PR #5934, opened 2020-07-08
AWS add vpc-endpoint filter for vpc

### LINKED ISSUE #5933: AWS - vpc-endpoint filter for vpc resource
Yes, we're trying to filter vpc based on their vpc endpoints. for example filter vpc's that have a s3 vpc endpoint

▬▬▬▬▬▬▬▬▬▬

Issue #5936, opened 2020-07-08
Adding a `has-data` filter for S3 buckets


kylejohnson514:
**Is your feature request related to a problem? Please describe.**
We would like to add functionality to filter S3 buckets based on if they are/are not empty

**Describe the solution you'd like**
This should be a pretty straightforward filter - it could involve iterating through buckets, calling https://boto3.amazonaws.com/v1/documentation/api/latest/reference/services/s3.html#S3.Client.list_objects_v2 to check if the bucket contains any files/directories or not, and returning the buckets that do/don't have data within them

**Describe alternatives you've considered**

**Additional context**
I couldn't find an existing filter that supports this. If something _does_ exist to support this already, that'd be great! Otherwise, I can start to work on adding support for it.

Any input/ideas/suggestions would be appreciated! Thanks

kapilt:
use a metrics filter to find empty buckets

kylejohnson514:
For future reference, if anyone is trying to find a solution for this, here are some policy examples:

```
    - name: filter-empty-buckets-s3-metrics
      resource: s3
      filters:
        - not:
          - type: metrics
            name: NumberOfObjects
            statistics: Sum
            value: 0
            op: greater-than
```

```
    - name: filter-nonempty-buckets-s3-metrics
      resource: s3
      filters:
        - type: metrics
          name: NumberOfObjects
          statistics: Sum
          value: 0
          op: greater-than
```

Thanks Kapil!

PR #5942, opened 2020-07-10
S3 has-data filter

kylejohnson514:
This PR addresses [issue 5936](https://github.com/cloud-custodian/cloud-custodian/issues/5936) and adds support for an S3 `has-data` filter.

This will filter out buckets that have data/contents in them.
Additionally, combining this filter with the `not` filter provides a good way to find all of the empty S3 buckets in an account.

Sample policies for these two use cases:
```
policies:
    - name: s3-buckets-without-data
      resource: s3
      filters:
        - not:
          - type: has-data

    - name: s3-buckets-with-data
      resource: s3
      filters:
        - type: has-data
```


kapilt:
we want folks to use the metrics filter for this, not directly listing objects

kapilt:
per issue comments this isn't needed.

▬▬▬▬▬▬▬▬▬▬

## EXERCISE OBJECTIVE:
In the records above, how many lines contain the string "them"? Only that number should be written.

## TASK ANSWER:
2